To do — The number needed is how many lines in these entries contain "should"; give it alone.

(Beginning of Records for the exercise)

Issue #7051, opened 2026-07-29
Branch layout for the Hegota frame-transaction EIPs


edg-l:
Informational, so the layout does not have to be rediscovered.

## Branches

| Branch | PR | Contents |
|---|---|---|
| `main` | | EIP-8141 frame transactions |
| `frames-devnet-0` | no PR | frames only, devnet config on top of 8141. Requested by STEEL for a future devnet |
| `eip-8250` | #6906 | keyed nonces |
| `eip-8272` | #6907 | recent roots |
| `eip-7906` | #6891 | transaction assertions |
| `focil` | #7039 | EIP-7805 (FOCIL) inclusion lists only |
| `hegota-devnet` | no PR | integration branch: 8141 + 8250 + 8272 + 7906, plus a modified EIP-7805 soon |

`frames-devnet-0` and `hegota-devnet` are deployment branches and are not meant to be merged, so they have no PR.

`frames-devnet-0` is the one STEEL asked us for, targeting a future devnet, which is why it has to stay a faithful frames-only reference and cannot pick up the other frame-transaction EIPs.

Its devnet config is `fixtures/networks/eip8141-devnet.yaml`, and it does **not** activate frame transactions at genesis: `fulu_fork_epoch: 0` and `gloas_fork_epoch: 0` put Osaka and Amsterdam at genesis, `heze_fork_epoch: 1` puts Hegotá at epoch 1, which at `seconds_per_slot: 6` is 192 seconds in. Frame transactions are rejected with `FrameTxPreFork` until then. That fixture also pairs `gloas_fork_epoch: 0` with stable `sigp/lighthouse:v8.1.3`, where `hegota-devnet` uses `ethpandaops/lighthouse:glamsterdam-devnet-7` with `gloas: 1`; gloas-at-genesis is known to make the beacon genesis a Gloas state that the glamsterdam image refuses to decode, and whether stable v8.1.3 accepts it has never been tested. Boot it before relying on it.

## Container images

`ethpandaops/eth-client-docker-image-builder` auto-builds `ethpandaops/ethrex` from `lambdaclass/ethrex` on every push, for the branches listed in its `branches.yaml`:

- `main`, `bal-devnet-4`, `focil` (the `el.clients.ethrex.branches` list)
- `glamsterdam-devnet-7`, `glamsterdam-devnet-8` (inherited from `el.common_branches`)

[...]

PR #7075, opened 2026-07-31
fix(l1): enforce the EIP-8141 post-prefix and replacement/eviction mempool rules

edg-l:
**Motivation**

Three EIP-8141 §Mempool rules were not enforced, and one of them is a DoS hole: a VERIFY frame placed after the validation prefix is admitted today, yet a reverting VERIFY frame invalidates the whole transaction wherever it sits. That lets a sender tie transaction validity to third-party state the prefix simulation never inspects, which is exactly the unbounded invalidation the public mempool rules exist to prevent.

**Description**

- Structural rule 8: reject a VERIFY frame after the validation prefix (`VerifyFrameAfterPrefix`).
- §Expiry Verifier Frame: an expiry verifier frame may only be the first frame of the list (`ExpiryFrameNotFirst`). They were treated as transparent anywhere.
- §Replacement and Eviction, replacement: a frame-tx replacement must raise both `max_fee_per_gas` and `max_priority_fee_per_gas` by at least `FRAME_TX_MIN_FEE_BUMP_PERCENT` (10%, the spec's conventional default). Frame txs previously took the shared "either fee dimension rises" path, and since `gas_price()` returns `max_fee_per_gas` for them, a replacement could raise the max fee while lowering the priority fee. One-wei bumps were free, and each replacement re-runs a validation-prefix simulation.
- §Replacement and Eviction, eviction: when arrival order picks a frame tx as the victim, the spec order decides which one goes, nearest expiry then lowest priority fee (`Mempool::worst_frame_tx`). Arrival order still decides whether a frame tx is dropped at all, so frame txs are neither starved nor privileged. The "already invalid against the head" tier is served by post-block revalidation, which has the state view the eviction path lacks.

Two existing tests encoded the old permissive behavior and now assert the rejections: `prefix_rejection_wrong_scope_only_verify_pay` (trailing pay frame) and `prefix_shape_deploy_self_verify_with_expiry_verifier_between` (misplaced expiry frame).

**Verification**

- `cargo test -p ethrex-test --test ethrex_tests`: 906 passed, 0 failed.
- `cargo check --workspace --all-targets`, `cargo clippy` on the touched crates, `cargo fmt --all`: clean.
- 7 new tests: rule-8 rejection and the non-VERIFY-frames-after-prefix case, expiry placement both ways, the replacement matrix (sub-10% bump, unbumped priority fee, lowered priority fee, valid bump), and the two eviction orderings.

Note for reviewers: the same fixes are cherry-picked onto `hegota-devnet` per #7051, where the replacement rule lives in `is_fee_bump` so the keyed (EIP-8250) replacement path is covered too. `main` has no such helper, so here it sits in `find_tx_to_replace`.


test/tests/blockchain/mempool_tests.rs
```diff
@@ -2958,3 +2958,172 @@ mod cumulative_balance_tests {
...
+    // EIP-8141 §Replacement and Eviction: a replacement is accepted only if it
+    // raises BOTH max_fee_per_gas and max_priority_fee_per_gas by at least the
+    // node's minimum increment. Each frame-tx replacement re-runs the
+    // validation-prefix simulation, so one-wei bumps would be free EVM work.
+    let mempool = Mempool::new(MEMPOOL_MAX_SIZE_TEST);
+    let sender = Address::from_low_u64_be(0xF00D);
+    let pooled = priced_frame_tx(sender, 0, 100, 10, None);
+    insert_frame_tx(&mempool, sender, pooled);
+
+    let cases: [(u64, u64, bool, &str); 5] = [
```
ElFantasma, line 3022: All five cases run against a non-zero baseline (`pooled` is `100`/`10`), so the `old_fee == 0` regime that the guard was specifically written for isn't covered.

`fee_is_bumped` is `new_fee > old_fee && new_fee * 100 >= old_fee * 110`, and its doc comment names the strict-greater conjunct as the part that "carries the zero case, where the percentage bound alone would admit an equal bid". That reasoning is correct: at `old_fee == 0` the percentage bound degenerates to `new_fee * 100 >= 0`, which holds for every `new_fee`, including `0`.

The exposure is that the conjunct *reads* as redundant — `new * 100 >= old * 110` does imply `new > old` for every positive `old`, so a later simplification that drops it keeps the whole suite green. After that, a pooled frame tx with `max_priority_fee_per_gas = 0` (perfectly legal) accepts unlimited equal-bid replacements, each re-running the validation-prefix simulation. That is precisely the DoS this PR closes, reintroduced silently.

It needs its own small test rather than a sixth row here, since this matrix's `pooled` is `(100, 10)` and a `(110, 0)` row would just re-test the already-covered "lowered priority fee" path:

```rust
let pooled = priced_frame_tx(sender, 0, 100, 0, None); // priority fee 0
// (110, 0) must still be UnderpricedReplacement: equal bid, no bump
```

crates/blockchain/mempool.rs
```diff
@@ -459,21 +475,65 @@ impl MempoolInner {
...
+    /// deadline sort last.
+    ///
+    /// The order's first tier — transactions already invalid against the current
+    /// head — is served by `Blockchain::revalidate_frame_txs_after_block`, which
+    /// has the head-state view this path lacks.
+    ///
+    /// Scans the pool, so it runs only when arrival order already picked a frame
+    /// transaction for eviction.
+    fn worst_frame_tx(&self) -> Option<H256> {
+        self.transaction_pool
```
ElFantasma, line 513: This scans the entire `transaction_pool`, where the blob-eviction analogue just below deliberately scans only its sub-pool, and documents the reasoning:

> `O(N) scan over the blob sub-pool (N <= max_blob_mempool_size, 512 today). Fine at this cap; revisit (e.g. a priority index) before exposing a much larger cap via CLI.`

Both conditions that comment sets for "revisit" are already true here on day one: N is `max_mempool_size`, which defaults to `10_000` (`MAX_MEMPOOL_SIZE_DEFAULT`, ~20x the blob cap) and *is* CLI-exposed, via `ETHREX_MEMPOOL_MAX_SIZE`.

The doc comment above bounds how *often* this runs — "only when arrival order already picked a frame transaction for eviction" — which is a fair argument, but that predicate is attacker-chosen. Keeping the arrival-order head a frame tx makes the scan fire on essentially every admission once the pool is full, and a full pool is the steady state under load. That's a ~10k-entry scan per admitted transaction, reachable by exactly the party the rest of this PR hardens against.

Non-blocking, and a full scan may well be the right first cut while frame txs are new. But it's worth either recording that tradeoff in the doc comment the way the blob path does, or keying frame txs in their own index so the scan is over the frame subset instead of the whole pool.

ElFantasma (approved):
Two non-blocking inlines (an untested zero-fee edge, and an eviction scan wider than the 512-capped precedent it mirrors).

ilitteri (approved):

PR #7076, opened 2026-07-31
ci(l1): seed sepolia snapsync jobs with reachable bootnodes

ilitteri:
**Motivation**

Sepolia's five EF execution-layer bootnodes stopped answering UDP discovery on 2026-07-30, in a window between 12:39 and 15:44 UTC, and have not come back since.

Every snapsync job starts from an empty datadir, so the bootnodes compiled into the binary are its only route into the DHT. With them silent a fresh node never finds a single peer, snap sync cannot even fetch the sync-head header, and the job just runs until the assertoor deadline expires — about 3h30m per sepolia job.

Both sepolia jobs now fail on every run. Run `30594206688` is representative: `sepolia - Lighthouse` and `sepolia - Prysm` each burnt 3h31m and failed, while both hoodi jobs passed normally. That is over 7h of the workflow's 6h cron window, so runs are queuing behind each other and the backlog compounds (`cancel-in-progress: false`).

The failure is not a regression and not a fork mismatch. Commit `2f1593f2` passed sepolia twice before failing on the same SHA; sepolia's `eth_config` reports its current fork with `next: null`, matching our genesis exactly. Reproduced independently on a separate host and network: ~9.9k RLPx handshake timeouts and **zero** inbound discv4 messages from those five addresses, against a hoodi node peering normally at the same moment. The hosts themselves are alive — they answer ICMP, and one still serves consensus-layer discv5 — so only the execution-layer discovery service is gone. Upstream `eth-clients/sepolia` still lists all five unchanged, so nothing has been retired on paper.

**Description**

Pass a set of reachable sepolia nodes, taken from the network's public DNS node list, as `--bootnodes` for the sepolia matrix entries in `.github/actions/snapsync-run/action.yml`.

- Only sepolia is affected. Hoodi's bootnodes are healthy and it ships 16 of them rather than 5, so its jobs are left exactly as they were.
- Verified against the current `main` image with DNS-based discovery unavailable: peers appear within 30 seconds, where the default bootnodes give none after several minutes.
- The generated `network_params.generated.yaml` was validated for both networks by running the step's script body and parsing the result, so the injected list cannot silently break the hoodi path.

This is deliberately a stopgap. The seeded nodes are ordinary community nodes rather than dedicated infrastructure, so they will go stale, and hardcoding host addresses is the exact failure mode being worked around here. For that reason they are **not** added to the client's bundled bootnode list.

The durable fix is for ethrex to read that DNS node list itself (EIP-1459), which is what the companion PR does. This block should be deleted once that lands.

**Checklist**

Not applicable — this changes only CI configuration, with no effect on the client or its storage.

### DIFF
--- a/.github/actions/snapsync-run/action.yml
+++ b/.github/actions/snapsync-run/action.yml
@@ -83,7 +83,27 @@ runs:
         ETHREX_TAG: ${{ inputs.ethrex_tag }}
         CL_TYPE: ${{ inputs.cl_type }}
         CL_IMAGE: ${{ inputs.cl_image }}
+        # Community sepolia nodes taken from all.sepolia.ethdisco.net on
+        # 2026-07-31. Only used to seed discovery; see the note below.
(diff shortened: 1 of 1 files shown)


ilitteri:
Durable fix: #7077. Once that lands this seeding block should be deleted.

ilitteri:
Superseded by #7079, which fixes the same outage in the bundled sepolia bootnode list instead — that covers CI, the multisync host and users in one change, rather than the snapsync action alone. Suggest closing this in favour of it.

ilitteri:
Closing in favour of #7079, which fixes the same outage in the bundled sepolia bootnode list instead. That covers CI, the multisync host and users in one change, whereas this one patched the snapsync action only — and so would not have helped the multisync host, which builds from `tooling/sync/docker-compose.multisync.yaml` and never reads this action.

#7079 has since been soaked on ethrex-multisync-main with trie validation enabled: sepolia went from zero peers and no state downloaded in eight hours to peering and syncing normally.

PR #7077, opened 2026-07-31
feat(l1): add EIP-1459 DNS discovery for bootstrap resilience

ilitteri:
**Motivation**

Discovery bootstrapping relies entirely on the bootnodes compiled into the binary: **4** for mainnet, 5 for sepolia, 16 for hoodi. When those hosts stop answering, a node whose peer table is empty has no path into the DHT at all — it re-pings the same dead addresses forever and sits at zero peers.

That is not hypothetical. All five of sepolia's EF execution-layer bootnodes stopped answering UDP discovery on 2026-07-30 and have not come back, and every fresh sepolia node has been stuck at zero peers since, unable to start snap sync even though the network itself is healthy and the consensus client peers normally. Reproduced on two unrelated hosts and networks: ~9.9k RLPx handshake timeouts and zero inbound discv4 messages from those five addresses, while a hoodi node on the same box peered normally.

Every other client survives this because it ships a DNS node list as a second, independent bootstrap source. ethrex was the only one without one. Note that mainnet is the *more* exposed network here, with one fewer bootnode than sepolia.

A bundled list of discv5 ENRs is **not** an equivalent fallback, even though it looks like one. go-ethereum's `V5Bootnodes` and Nethermind's `discv5-bootnodes.json` are the same 15 records in both clients, and all 15 are consensus-layer nodes: an `eth2`/`attnets` key, no `eth` key, and a TCP port of either 0 or a beacon port. None of them can ever become an execution-layer peer. A DNS node list is the only bootstrap source that is both independent of the bootnodes and actually made of execution-layer nodes. This is recorded in the module docs so the option isn't mistaken for a fix later.

**Description**

Implements EIP-1459 DNS-based node discovery in a new `crates/networking/p2p/discovery/dns.rs`.

A node list is a DNS-hosted Merkle tree of ENRs described by an `enrtree://<base32-pubkey>@<domain>` URL, so it can be refreshed without shipping a new binary:

- The root TXT record is **signature-verified** against the tree's public key, so a hijacked resolver cannot inject nodes. The signed preimage is the record without its `sig=` field; a test pins this against the real sepolia root so a change in how it is constructed fails loudly.
- Every interior record is addressed by `base32(keccak256(record)[..16])`, and that label is **verified on fetch**, which makes the whole tree tamper-evident under the one root signature.
- Each ENR's own signature is verified before its node is accepted.
- Both the node count and the DNS request count per sync are bounded, so a cyclic or adversarial tree cannot walk us indefinitely. Links to other trees are followed one level deep.

The walk runs as a background task rather than gating startup, since a slow resolver must never delay the node coming up. Nodes are added to the peer table exactly the way bootnodes are, so they get pinged, validated and dialed through the existing paths. A sync that yields nothing retries after a minute and backs off toward the 30-minute steady-state interval — when the bootnodes are unreachable this is the only way in, so waiting a full interval over a momentary resolver failure would leave the node peerless for that whole time.

Trees for mainnet, sepolia and hoodi are enabled by default. `--discovery.dns` / `ETHREX_DISCOVERY_DNS` overrides them; passing an empty string disables the feature.

Deliberately uses `new_contacts` rather than `new_contact_records`: the record path runs `evaluate_fork_id`, which returns `Some(false)` for an ENR carrying no `eth` key, and `is_fork_id_valid == Some(false)` marks a contact for pruning — routing DNS-discovered ENRs through it would silently discard them.

Adds one dependency, `hickory-resolver` (default features off, `system-config` + `tokio`), for TXT lookups. It sits behind a `TxtResolver` trait, so the tree walk is tested without DNS and the backend is a one-line swap.

**Testing**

(End of Records for the exercise)

Solution to the exercise — 2